# TASK GOAL
Across the material below, say how many lines contain the string "maisem", and add no other words.

# RECORD EXTRACTS
PR #7287, opened 2023-02-15
cmd/testwrapper: only retry flaky failed tests

maisem:
Redo the testwrapper to track and only retry flaky tests instead
of retrying the entire pkg. It also fails early if a non-flaky test fails.

This also makes it so that the go test caches are used.

Fixes https://github.com/tailscale/tailscale/issues/8438

### DIFF
--- a/cmd/testwrapper/testwrapper.go
+++ b/cmd/testwrapper/testwrapper.go
@@ -1,62 +1,231 @@
 // Copyright (c) Tailscale Inc & AUTHORS
 // SPDX-License-Identifier: BSD-3-Clause
 
-// testwrapper is a wrapper for retrying flaky tests, using the -exec flag of
-// 'go test'. Tests that are flaky can use the 'flakytest' subpackage to mark
-// themselves as flaky and be retried on failure.
+// testwrapper is a wrapper for retrying flaky tests. It is an alternative to
+// `go test` and re-runs failed marked flaky tests (using the flakytest pkg). It
+// takes different arguments than go test and requires the first positional
+// argument to be the pattern to test.
 package main
 
 import (
+	"bytes"
 	"context"
+	"encoding/json"
 	"errors"
+	"flag"
+	"fmt"
+	"io"
 	"log"
 	"os"
 	"os/exec"
+	"sort"
+	"strings"
+	"time"
+
+	"golang.org/x/exp/maps"
+	"tailscale.com/cmd/testwrapper/flakytest"
 )
 
-const (
-	retryStatus   = 123
-	maxIterations = 3
-)
+const maxAttempts = 3
+
+type testAttempt struct {
+	name          testName
+	outcome       string // "pass", "fail", "skip"
+	logs          bytes.Buffer
+	isMarkedFlaky bool // set if the test is marked as flaky
+}
+
+type testName struct {
+	pkg  string // "tailscale.com/types/key"
+	name string // "TestFoo"
+}
+
+type packageTests struct {
+	// pattern is the package pattern to run.
+	// Must be a single pattern, not a list of patterns.
+	pattern string // "./...", "./types/key"
+	// tests is a list of tests to run. If empty, all tests in the package are
+	// run.
+	tests []string // ["TestFoo", "TestBar"]
+}
+
+type goTestOutput struct {
+	Time    time.Time
+	Action  string
+	Package string
+	Test    string
+	Output  string
+}
+
+var debug = os.Getenv("TS_TESTWRAPPER_DEBUG") != ""
+
+func runTests(ctx context.Context, attempt int, pt *packageTests, otherArgs []string) []*testAttempt {
+	args := []string{"test", "-json", pt.pattern}
+	args = append(args, otherArgs...)
+	if len(pt.tests) > 0 {
+		runArg := strings.Join(pt.tests, "|")
+		args = append(args, "-run", runArg)
+	}
+	if debug {
+		fmt.Println("running", strings.Join(args, " "))
+	}
+	cmd := exec.CommandContext(ctx, "go", args...)
+	r, err := cmd.StdoutPipe()
+	if err != nil {
+		log.Printf("error creating stdout pipe: %v", err)
+	}
+	cmd.Stderr = os.Stderr
+
+	cmd.Env = os.Environ()
+	cmd.Env = append(cmd.Env, fmt.Sprintf("%s=%d", flakytest.FlakeAttemptEnv, attempt))
+
+	if err := cmd.Start(); err != nil {
+		log.Printf("error starting test: %v", err)
+		os.Exit(1)
+	}
+	done := make(chan struct{})
+	go func() {
+		defer close(done)
+		cmd.Wait()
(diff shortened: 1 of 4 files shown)


bradfitz:
This changed into an entirely different thing. It's no longer an `-exec` wrapper, huh?

maisem:
Yeah I tried using the exec wrapper but would have had to produce the same output format as "go test".

cmd/testwrapper/testwrapper.go
```diff
@@ -1,62 +1,187 @@
 // Copyright (c) Tailscale Inc & AUTHORS
 // SPDX-License-Identifier: BSD-3-Clause
 
-// testwrapper is a wrapper for retrying flaky tests, using the -exec flag of
-// 'go test'. Tests that are flaky can use the 'flakytest' subpackage to mark
-// themselves as flaky and be retried on failure.
+// testwrapper is a wrapper for retrying flaky tests, it is meant to be called
```
bradfitz, line 4: either period or semicolon

cmd/testwrapper/testwrapper.go
```diff
@@ -1,62 +1,187 @@
...
+// in place of 'go test'. It assumes the first argument is the package to test,
+// and the rest of the arguments are passed to 'go test'.
```
bradfitz, line 6: so you can't pass args to go test itself like "go test -v" ?

cmd/testwrapper/testwrapper.go
```diff
@@ -1,62 +1,187 @@
...
 
-func main() {
-	ctx := context.Background()
-	debug := os.Getenv("TS_TESTWRAPPER_DEBUG") != ""
+const maxAttempts = 3
+
+type testAttempt struct {
+	name          testName
+	outcome       string // "pass", "fail", "skip"
+	logs          []string
```
bradfitz, line 32: like one line each?

bradfitz: (not a bytes.Buffer or something you append to?)

cmd/testwrapper/testwrapper.go
```diff
@@ -1,62 +1,187 @@
...
+		defer close(done)
+		cmd.Wait()
+	}()
 
-	for i := 1; i <= maxIterations; i++ {
-		if i > 1 {
-			log.Printf("retrying flaky tests (%d of %d)", i, maxIterations)
+	jd := json.NewDecoder(r)
+	resultMap := make(map[testName]*testAttempt)
+	var out []testAttempt
```
bradfitz, line 78: using this as a value when it has pointers (slice) in it is a little weird. It's a pointer on the line above.

cmd/testwrapper/testwrapper.go
```diff
@@ -1,62 +1,187 @@
...
+	return out
+}
+
+func main() {
+	ctx := context.Background()
+	if len(os.Args) < 2 {
+		fmt.Println("no package specified")
+		os.Exit(1)
+	}
+	pkg, otherArgs := os.Args[1], os.Args[2:]
```
bradfitz, line 135: is this purely a single pkg or a single pkg pattern (like "./...")?  It can't do multiple packages+patterns like the Go tool itself? It separates its args with `--`

cmd/testwrapper/testwrapper.go
```diff
@@ -1,62 +1,187 @@
...
+		for _, tr := range runTests(ctx, attempt, pt, otherArgs) {
+			if tr.outcome != "fail" {
+				continue
+			}
+			if tr.isMarkedFlaky {
+				toRetry[tr.name.pkg] = append(toRetry[tr.name.pkg], tr.name.name)
+			} else {
+				failed = true
 			}
+			for _, l := range tr.logs {
```
bradfitz, line 161: line

cmd/testwrapper/testwrapper.go
```diff
@@ -1,62 +1,187 @@
...
+	isMarkedFlaky bool // set if the test is marked as flaky
+}
+
+type testName struct {
+	pkg  string
+	name string
+}
+
+type packageTests struct {
+	pkg   string
```
bradfitz, line 42: is this a package or pattern?

cmd/testwrapper/testwrapper.go
maisem: you can, i'll document this better.

This works `testwrapper ./... -v`.

bradfitz: can you make it behave like go test instead? including with its `-args` support?

https://pkg.go.dev/cmd/go#hdr-Testing_flags and search for the two "For instance, the command" bits.

bradfitz: Alternatively, don't even try to match and do something obviously different.

maisem: PTAL

cmd/testwrapper/testwrapper.go
maisem: it can't do multiple packages/patterns. I didn't try implementing that.

cmd/testwrapper/testwrapper.go
```diff
@@ -1,62 +1,223 @@
 // Copyright (c) Tailscale Inc & AUTHORS
 // SPDX-License-Identifier: BSD-3-Clause
 
-// testwrapper is a wrapper for retrying flaky tests, using the -exec flag of
-// 'go test'. Tests that are flaky can use the 'flakytest' subpackage to mark
-// themselves as flaky and be retried on failure.
+// testwrapper is a wrapper for retrying flaky tests. It is meant to be called
+// in place of 'go test'. It requires the first argument is the pattern to test,
```
bradfitz, line 5: Can you reword this to not suggest it's a "go test" drop-in replacement? Just say it's its own thing. Maybe "It's an alternative to 'go test' that re-runs tests as needed. It takes different arguments than go test: it requires ..."

cmd/testwrapper/testwrapper.go
```diff
@@ -1,62 +1,223 @@
...
+
+type testAttempt struct {
+	name          testName
+	outcome       string // "pass", "fail", "skip"
+	logs          bytes.Buffer
+	isMarkedFlaky bool // set if the test is marked as flaky
+}
+
+type testName struct {
+	pkg  string
```
bradfitz, line 39: example strings on all these fields?

```
pkg string // "tailscale.com/types/key"
name string // "TestFoo"

...

pattern string // "./..."
tests string // ??
```

cmd/testwrapper/testwrapper.go
```diff
@@ -1,62 +1,223 @@
...
+			}
+		}
+		if failed {
 			os.Exit(1)
 		}
-
-		if code := exitErr.ExitCode(); code != retryStatus {
-			if debug {
-				log.Printf("code (%d) != retryStatus (%d)", code, retryStatus)
+		for pkg, tests := range toRetry {
```
bradfitz, line 204: can you do this in a deterministic order?

bradfitz (approved):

# ANSWER SECTION
5